— What you should do —
Repeat exactly the lines of the entries below from the one with "The option keyword" through the one with "--- a/qmlui/fixtureutils.cpp", both ends included, and nothing else.

[Stored data entries]
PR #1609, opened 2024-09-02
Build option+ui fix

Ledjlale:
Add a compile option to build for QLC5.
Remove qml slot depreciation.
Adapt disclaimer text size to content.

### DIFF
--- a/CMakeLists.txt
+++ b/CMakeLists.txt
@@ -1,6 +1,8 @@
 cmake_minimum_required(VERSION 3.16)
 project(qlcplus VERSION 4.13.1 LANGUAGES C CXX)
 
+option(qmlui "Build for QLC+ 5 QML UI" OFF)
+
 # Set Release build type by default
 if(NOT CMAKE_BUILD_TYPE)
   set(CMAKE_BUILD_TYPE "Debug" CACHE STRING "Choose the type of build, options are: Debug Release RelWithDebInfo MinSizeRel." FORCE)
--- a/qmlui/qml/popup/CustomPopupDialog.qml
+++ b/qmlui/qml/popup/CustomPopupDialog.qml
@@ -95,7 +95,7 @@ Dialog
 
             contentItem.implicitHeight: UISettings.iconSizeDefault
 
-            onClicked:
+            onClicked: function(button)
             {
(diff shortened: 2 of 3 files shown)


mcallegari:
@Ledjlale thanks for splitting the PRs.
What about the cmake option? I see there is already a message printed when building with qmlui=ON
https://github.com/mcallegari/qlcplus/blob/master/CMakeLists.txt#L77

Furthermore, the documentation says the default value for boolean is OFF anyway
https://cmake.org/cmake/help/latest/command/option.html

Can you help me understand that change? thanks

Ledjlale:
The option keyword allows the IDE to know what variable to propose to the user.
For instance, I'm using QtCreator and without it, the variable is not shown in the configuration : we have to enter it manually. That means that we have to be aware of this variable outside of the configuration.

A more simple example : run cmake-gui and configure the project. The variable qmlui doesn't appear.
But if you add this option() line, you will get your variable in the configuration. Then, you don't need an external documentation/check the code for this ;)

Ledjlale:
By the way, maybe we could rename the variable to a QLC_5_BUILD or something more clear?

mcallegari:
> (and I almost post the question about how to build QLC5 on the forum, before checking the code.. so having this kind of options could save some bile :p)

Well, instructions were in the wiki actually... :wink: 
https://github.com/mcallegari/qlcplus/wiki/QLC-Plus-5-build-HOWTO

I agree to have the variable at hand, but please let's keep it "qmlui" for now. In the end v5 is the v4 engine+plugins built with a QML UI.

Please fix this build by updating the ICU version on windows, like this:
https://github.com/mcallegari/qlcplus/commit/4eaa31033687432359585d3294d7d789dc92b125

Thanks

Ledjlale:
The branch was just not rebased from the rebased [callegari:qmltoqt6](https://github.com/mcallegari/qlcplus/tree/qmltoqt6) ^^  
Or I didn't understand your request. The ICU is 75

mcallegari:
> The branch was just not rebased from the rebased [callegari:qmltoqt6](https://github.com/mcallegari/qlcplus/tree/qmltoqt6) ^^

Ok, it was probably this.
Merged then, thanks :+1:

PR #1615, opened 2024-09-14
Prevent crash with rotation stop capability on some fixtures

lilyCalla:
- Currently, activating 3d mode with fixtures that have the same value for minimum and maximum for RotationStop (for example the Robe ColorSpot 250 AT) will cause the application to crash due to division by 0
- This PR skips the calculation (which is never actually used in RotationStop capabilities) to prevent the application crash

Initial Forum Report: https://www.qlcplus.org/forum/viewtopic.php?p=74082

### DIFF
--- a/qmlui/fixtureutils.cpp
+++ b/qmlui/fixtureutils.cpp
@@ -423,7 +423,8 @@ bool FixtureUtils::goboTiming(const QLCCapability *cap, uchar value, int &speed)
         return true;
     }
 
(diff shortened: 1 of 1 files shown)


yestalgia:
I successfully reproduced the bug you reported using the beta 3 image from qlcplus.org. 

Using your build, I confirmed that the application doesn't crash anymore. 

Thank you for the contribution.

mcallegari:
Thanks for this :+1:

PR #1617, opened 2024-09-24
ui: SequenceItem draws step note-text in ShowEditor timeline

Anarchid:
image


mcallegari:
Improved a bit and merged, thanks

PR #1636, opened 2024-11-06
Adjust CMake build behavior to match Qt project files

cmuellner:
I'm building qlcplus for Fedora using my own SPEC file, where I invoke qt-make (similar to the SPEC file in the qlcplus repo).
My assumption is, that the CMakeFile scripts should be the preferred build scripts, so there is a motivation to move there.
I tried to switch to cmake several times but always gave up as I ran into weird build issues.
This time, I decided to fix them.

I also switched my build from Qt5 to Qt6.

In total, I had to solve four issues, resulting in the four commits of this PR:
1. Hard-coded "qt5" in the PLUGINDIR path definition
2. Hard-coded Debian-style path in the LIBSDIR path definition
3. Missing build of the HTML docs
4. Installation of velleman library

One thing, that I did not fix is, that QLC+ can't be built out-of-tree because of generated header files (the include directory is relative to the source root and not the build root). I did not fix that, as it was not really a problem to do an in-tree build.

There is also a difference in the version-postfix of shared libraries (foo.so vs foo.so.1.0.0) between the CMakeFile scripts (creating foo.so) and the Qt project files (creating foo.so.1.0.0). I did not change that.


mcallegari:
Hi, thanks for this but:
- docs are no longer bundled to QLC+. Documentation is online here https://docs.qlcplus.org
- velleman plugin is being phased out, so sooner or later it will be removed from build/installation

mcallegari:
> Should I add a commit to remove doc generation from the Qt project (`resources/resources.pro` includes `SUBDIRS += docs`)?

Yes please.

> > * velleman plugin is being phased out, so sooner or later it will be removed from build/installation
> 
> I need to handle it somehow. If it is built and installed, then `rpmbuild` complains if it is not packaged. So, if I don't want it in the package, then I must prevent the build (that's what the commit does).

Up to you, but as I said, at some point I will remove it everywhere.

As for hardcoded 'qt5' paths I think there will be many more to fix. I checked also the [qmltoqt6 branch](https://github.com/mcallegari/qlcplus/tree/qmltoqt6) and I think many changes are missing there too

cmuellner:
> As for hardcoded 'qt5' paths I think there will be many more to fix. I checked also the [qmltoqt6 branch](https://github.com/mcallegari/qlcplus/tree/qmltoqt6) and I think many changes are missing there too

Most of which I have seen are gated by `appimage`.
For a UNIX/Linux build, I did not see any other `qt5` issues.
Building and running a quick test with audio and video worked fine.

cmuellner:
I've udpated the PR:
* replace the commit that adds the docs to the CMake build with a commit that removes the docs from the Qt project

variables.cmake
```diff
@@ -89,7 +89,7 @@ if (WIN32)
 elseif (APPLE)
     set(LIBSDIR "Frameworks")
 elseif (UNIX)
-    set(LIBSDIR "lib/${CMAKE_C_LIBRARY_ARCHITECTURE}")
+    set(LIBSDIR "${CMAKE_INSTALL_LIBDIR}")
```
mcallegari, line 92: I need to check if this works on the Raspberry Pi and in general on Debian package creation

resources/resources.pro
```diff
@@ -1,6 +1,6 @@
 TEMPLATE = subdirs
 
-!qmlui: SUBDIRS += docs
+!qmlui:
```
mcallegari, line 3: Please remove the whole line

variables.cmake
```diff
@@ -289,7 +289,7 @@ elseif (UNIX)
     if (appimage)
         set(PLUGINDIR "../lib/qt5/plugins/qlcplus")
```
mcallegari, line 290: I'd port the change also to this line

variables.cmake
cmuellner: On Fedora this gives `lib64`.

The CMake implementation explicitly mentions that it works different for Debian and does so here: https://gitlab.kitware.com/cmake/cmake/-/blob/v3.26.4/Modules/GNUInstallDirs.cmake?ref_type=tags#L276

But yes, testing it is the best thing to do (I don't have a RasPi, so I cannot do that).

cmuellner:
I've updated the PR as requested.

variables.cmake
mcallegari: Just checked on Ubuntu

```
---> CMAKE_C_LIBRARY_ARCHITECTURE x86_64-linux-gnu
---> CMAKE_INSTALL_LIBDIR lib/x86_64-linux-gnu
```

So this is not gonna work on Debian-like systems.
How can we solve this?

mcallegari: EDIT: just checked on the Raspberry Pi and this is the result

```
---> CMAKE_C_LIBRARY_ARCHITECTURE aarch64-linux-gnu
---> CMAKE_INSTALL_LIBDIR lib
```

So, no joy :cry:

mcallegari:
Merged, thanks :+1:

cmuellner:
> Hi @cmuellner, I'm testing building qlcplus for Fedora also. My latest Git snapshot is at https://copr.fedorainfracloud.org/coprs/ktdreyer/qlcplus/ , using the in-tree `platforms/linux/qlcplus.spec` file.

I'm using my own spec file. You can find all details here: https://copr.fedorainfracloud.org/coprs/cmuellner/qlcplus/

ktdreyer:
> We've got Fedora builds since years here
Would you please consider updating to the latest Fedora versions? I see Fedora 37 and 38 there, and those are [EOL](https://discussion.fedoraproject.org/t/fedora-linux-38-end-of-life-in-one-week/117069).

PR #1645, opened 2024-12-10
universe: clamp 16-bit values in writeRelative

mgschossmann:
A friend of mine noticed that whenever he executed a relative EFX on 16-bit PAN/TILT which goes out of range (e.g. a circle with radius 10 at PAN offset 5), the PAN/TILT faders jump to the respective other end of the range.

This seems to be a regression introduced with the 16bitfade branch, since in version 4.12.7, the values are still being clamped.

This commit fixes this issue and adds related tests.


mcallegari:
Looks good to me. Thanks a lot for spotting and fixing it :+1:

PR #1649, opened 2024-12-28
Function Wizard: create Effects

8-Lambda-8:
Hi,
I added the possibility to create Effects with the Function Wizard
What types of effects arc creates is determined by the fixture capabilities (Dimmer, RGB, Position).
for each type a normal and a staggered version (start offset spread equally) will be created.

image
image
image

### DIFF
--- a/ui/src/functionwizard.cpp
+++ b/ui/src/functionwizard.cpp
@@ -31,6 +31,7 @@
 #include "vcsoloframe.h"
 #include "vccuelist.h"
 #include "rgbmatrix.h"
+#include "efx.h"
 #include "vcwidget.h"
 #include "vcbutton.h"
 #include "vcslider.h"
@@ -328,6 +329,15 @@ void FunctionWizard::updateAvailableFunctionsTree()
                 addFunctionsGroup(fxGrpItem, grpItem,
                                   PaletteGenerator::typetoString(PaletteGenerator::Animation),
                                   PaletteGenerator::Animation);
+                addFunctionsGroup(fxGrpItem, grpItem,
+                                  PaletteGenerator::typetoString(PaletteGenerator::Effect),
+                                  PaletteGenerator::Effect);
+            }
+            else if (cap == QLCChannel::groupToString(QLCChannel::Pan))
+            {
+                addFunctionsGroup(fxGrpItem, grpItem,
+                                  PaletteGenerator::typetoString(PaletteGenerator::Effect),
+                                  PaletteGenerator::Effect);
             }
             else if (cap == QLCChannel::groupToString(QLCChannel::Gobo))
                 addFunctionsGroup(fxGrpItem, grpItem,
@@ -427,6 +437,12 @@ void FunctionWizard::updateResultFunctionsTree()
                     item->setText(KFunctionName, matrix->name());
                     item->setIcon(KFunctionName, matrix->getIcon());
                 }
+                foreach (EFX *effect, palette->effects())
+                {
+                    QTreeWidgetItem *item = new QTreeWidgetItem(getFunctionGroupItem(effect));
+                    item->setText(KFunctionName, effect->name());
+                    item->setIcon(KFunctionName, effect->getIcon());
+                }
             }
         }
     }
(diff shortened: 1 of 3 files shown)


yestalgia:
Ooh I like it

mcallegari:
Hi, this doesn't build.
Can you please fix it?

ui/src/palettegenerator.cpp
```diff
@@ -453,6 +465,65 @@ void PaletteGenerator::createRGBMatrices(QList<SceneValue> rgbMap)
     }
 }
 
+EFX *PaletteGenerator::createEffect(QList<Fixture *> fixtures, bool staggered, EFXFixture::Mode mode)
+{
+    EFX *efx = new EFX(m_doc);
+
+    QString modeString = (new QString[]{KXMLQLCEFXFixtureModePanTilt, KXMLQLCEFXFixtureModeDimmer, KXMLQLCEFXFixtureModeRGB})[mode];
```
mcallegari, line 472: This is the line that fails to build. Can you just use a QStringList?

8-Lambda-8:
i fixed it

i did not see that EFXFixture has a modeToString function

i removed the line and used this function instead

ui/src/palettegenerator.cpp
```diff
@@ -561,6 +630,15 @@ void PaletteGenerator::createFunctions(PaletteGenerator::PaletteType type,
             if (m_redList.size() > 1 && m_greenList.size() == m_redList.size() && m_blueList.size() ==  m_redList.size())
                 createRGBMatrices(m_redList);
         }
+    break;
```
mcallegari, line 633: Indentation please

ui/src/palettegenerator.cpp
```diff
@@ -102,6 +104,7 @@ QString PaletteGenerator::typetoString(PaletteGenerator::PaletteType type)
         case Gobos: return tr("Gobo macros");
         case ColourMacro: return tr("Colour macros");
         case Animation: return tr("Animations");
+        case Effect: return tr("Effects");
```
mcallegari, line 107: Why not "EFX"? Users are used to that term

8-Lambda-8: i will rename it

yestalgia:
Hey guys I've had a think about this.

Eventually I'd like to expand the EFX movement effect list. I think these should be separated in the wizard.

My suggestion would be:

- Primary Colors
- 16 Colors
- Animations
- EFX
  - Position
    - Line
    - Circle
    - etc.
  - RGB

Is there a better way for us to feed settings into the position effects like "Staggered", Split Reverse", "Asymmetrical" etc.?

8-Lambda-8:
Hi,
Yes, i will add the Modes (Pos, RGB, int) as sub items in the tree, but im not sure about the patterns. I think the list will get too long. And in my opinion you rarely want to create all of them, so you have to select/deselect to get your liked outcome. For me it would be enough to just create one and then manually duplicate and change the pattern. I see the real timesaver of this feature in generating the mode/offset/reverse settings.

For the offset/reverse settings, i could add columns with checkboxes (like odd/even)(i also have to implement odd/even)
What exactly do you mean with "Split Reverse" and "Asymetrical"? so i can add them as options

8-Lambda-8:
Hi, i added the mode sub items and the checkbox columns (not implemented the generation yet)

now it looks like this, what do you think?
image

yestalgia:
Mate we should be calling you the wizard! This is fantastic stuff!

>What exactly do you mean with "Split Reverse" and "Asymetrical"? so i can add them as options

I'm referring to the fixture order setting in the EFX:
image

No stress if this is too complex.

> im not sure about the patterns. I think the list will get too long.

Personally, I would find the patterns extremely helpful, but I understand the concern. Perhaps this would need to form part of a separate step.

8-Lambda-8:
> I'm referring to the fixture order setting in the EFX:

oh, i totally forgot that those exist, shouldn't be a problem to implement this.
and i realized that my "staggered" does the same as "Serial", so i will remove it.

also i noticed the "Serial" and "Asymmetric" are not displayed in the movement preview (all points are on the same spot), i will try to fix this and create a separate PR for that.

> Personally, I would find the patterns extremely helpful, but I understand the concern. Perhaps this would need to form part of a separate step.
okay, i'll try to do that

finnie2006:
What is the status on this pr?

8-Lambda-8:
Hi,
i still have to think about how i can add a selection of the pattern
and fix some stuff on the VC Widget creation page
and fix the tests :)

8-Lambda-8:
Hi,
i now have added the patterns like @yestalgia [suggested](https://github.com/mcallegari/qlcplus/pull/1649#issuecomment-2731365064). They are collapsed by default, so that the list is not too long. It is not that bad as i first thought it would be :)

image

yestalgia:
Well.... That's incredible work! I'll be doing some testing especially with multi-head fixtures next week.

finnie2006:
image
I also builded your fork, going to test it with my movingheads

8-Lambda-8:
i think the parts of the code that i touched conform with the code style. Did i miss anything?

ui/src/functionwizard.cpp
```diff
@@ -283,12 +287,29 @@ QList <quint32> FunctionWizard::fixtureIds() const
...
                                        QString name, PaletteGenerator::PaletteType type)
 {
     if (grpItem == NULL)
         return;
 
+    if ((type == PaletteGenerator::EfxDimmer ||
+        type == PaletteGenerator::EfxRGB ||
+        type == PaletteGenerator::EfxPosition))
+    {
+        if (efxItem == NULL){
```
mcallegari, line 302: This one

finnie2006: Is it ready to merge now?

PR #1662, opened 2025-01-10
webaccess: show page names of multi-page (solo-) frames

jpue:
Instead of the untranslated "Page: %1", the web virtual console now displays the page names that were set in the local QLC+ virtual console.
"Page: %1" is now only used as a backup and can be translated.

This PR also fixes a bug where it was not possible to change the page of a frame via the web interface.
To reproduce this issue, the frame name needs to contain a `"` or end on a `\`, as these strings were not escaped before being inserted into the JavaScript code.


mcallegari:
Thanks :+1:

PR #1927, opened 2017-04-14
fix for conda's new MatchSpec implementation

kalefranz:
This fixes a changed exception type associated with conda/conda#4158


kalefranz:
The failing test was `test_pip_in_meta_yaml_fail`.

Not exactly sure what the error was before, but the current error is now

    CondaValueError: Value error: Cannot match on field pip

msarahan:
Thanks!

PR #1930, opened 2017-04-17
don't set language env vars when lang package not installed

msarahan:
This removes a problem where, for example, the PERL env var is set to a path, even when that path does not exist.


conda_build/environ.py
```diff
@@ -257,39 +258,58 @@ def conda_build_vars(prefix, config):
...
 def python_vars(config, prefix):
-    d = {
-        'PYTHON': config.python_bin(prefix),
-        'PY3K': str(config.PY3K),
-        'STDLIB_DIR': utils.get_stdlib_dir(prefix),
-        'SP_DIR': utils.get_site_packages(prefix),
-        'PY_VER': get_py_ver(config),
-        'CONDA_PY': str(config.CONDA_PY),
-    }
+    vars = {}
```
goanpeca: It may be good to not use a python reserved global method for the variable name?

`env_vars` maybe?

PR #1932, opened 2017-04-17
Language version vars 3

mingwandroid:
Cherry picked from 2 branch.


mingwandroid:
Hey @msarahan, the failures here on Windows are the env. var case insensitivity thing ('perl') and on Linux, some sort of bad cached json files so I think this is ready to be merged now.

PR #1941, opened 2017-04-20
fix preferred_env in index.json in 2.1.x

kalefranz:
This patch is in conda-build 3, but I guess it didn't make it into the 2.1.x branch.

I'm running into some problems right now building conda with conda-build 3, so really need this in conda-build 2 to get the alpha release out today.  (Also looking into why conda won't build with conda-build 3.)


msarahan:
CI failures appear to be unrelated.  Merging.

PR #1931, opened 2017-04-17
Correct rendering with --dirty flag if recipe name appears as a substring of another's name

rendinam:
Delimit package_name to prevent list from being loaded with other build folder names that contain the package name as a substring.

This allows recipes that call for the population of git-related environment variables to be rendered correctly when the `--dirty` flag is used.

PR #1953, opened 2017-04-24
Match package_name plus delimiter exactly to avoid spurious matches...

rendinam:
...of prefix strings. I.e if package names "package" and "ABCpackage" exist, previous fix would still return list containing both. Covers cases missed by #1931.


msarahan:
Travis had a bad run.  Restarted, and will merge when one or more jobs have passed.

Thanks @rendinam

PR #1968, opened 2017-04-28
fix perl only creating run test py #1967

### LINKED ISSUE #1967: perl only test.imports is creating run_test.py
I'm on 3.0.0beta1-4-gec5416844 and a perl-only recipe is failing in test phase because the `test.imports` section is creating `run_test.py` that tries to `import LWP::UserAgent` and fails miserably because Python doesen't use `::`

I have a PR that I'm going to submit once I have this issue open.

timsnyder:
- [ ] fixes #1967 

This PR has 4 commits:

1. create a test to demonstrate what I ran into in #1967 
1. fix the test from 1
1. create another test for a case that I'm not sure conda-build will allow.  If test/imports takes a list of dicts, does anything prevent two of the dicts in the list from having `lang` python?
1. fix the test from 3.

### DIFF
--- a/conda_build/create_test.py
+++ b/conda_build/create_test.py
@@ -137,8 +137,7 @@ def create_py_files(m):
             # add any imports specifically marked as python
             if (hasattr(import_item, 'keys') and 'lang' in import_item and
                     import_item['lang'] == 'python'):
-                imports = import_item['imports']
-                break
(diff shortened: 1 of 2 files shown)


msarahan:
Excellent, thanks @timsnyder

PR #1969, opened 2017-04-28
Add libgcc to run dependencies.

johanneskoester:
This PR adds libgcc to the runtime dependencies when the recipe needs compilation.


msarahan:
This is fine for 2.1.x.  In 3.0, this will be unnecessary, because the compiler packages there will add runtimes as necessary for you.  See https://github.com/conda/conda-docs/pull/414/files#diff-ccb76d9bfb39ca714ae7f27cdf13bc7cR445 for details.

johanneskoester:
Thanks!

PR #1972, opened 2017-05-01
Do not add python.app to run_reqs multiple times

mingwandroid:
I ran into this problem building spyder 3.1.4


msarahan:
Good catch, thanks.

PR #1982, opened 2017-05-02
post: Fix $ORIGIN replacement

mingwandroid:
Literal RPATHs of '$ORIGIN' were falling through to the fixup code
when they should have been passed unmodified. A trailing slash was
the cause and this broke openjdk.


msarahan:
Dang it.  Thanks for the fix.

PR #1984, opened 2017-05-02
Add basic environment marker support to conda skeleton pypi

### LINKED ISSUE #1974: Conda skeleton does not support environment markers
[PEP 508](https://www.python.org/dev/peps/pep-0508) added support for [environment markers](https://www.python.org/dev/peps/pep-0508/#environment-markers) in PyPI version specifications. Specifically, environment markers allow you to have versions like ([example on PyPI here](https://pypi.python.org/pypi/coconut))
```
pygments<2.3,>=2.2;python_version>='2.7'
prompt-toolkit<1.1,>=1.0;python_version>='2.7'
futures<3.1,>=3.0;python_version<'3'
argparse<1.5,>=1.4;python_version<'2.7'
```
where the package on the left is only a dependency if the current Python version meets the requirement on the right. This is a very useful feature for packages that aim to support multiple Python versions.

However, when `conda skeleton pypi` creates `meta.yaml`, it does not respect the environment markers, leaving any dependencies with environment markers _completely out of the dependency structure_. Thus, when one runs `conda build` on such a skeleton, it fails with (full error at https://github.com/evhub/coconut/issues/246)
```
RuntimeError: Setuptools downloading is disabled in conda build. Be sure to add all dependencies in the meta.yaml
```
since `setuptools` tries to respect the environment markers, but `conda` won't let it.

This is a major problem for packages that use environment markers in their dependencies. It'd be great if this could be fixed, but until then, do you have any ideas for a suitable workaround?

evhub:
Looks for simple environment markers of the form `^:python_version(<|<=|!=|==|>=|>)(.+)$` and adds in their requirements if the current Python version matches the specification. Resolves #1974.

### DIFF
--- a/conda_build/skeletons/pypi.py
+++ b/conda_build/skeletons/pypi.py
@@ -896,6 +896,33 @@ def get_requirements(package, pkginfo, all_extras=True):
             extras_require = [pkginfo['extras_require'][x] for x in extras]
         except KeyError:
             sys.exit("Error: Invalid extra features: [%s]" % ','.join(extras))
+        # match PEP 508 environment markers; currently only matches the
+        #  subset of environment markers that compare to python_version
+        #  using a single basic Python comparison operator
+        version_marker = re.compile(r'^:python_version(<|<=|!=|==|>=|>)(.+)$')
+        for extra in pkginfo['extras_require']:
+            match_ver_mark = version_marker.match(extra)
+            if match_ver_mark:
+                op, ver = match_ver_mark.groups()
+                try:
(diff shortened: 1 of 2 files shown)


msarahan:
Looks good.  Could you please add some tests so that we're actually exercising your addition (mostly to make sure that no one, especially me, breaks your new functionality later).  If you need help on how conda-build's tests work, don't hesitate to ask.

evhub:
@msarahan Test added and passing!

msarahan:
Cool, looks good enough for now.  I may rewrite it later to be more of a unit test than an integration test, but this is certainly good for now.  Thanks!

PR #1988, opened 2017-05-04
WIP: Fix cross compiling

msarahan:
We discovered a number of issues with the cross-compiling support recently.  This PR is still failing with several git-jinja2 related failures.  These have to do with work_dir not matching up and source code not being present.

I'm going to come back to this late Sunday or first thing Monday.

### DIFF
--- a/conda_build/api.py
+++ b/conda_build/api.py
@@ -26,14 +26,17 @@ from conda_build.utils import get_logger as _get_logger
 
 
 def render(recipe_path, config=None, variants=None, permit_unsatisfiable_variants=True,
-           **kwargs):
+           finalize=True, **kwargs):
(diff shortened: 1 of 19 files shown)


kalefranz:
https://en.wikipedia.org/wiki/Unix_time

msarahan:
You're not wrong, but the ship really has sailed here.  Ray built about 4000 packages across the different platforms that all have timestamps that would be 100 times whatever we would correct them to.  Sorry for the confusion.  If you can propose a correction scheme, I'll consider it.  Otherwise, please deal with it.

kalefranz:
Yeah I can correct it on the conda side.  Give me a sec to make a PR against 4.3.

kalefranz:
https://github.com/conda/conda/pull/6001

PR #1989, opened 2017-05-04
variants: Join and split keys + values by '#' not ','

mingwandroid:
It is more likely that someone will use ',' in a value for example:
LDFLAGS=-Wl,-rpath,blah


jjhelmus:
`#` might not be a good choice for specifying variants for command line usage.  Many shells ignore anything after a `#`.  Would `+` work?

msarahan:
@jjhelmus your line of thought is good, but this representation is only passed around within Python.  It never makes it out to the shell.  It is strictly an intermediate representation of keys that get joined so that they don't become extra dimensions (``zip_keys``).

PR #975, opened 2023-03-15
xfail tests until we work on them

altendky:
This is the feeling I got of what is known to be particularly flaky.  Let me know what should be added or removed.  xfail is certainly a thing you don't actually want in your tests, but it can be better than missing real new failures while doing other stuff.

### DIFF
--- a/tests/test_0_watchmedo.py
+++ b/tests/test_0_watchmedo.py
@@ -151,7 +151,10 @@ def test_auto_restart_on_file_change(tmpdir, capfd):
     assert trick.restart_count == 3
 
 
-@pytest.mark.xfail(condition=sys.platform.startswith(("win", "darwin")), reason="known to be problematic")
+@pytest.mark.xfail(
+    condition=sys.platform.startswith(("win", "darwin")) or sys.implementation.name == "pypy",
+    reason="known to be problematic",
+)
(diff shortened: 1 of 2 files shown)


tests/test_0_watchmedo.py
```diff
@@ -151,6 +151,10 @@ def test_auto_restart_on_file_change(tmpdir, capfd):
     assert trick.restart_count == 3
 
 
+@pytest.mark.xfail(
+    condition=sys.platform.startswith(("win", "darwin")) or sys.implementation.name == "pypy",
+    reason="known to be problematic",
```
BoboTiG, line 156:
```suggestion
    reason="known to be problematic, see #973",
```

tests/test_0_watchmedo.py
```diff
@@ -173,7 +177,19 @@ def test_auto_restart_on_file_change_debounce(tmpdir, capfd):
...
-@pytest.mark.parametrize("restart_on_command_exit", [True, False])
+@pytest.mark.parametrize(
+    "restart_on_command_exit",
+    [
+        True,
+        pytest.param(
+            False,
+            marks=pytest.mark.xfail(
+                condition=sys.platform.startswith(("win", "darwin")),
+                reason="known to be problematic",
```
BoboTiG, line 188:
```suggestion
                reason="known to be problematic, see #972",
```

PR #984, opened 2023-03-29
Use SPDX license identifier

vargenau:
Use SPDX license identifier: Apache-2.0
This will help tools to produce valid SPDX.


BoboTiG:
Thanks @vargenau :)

— Result of the exercise —
The option keyword allows the IDE to know what variable to propose to the user.
For instance, I'm using QtCreator and without it, the variable is not shown in the configuration : we have to enter it manually. That means that we have to be aware of this variable outside of the configuration.

A more simple example : run cmake-gui and configure the project. The variable qmlui doesn't appear.
But if you add this option() line, you will get your variable in the configuration. Then, you don't need an external documentation/check the code for this ;)

Ledjlale:
By the way, maybe we could rename the variable to a QLC_5_BUILD or something more clear?

mcallegari:
> (and I almost post the question about how to build QLC5 on the forum, before checking the code.. so having this kind of options could save some bile :p)

Well, instructions were in the wiki actually... :wink: 
https://github.com/mcallegari/qlcplus/wiki/QLC-Plus-5-build-HOWTO

I agree to have the variable at hand, but please let's keep it "qmlui" for now. In the end v5 is the v4 engine+plugins built with a QML UI.

Please fix this build by updating the ICU version on windows, like this:
https://github.com/mcallegari/qlcplus/commit/4eaa31033687432359585d3294d7d789dc92b125

Thanks

Ledjlale:
The branch was just not rebased from the rebased [callegari:qmltoqt6](https://github.com/mcallegari/qlcplus/tree/qmltoqt6) ^^  
Or I didn't understand your request. The ICU is 75

mcallegari:
> The branch was just not rebased from the rebased [callegari:qmltoqt6](https://github.com/mcallegari/qlcplus/tree/qmltoqt6) ^^

Ok, it was probably this.
Merged then, thanks :+1:

PR #1615, opened 2024-09-14
Prevent crash with rotation stop capability on some fixtures

lilyCalla:
- Currently, activating 3d mode with fixtures that have the same value for minimum and maximum for RotationStop (for example the Robe ColorSpot 250 AT) will cause the application to crash due to division by 0
- This PR skips the calculation (which is never actually used in RotationStop capabilities) to prevent the application crash

Initial Forum Report: https://www.qlcplus.org/forum/viewtopic.php?p=74082

### DIFF
--- a/qmlui/fixtureutils.cpp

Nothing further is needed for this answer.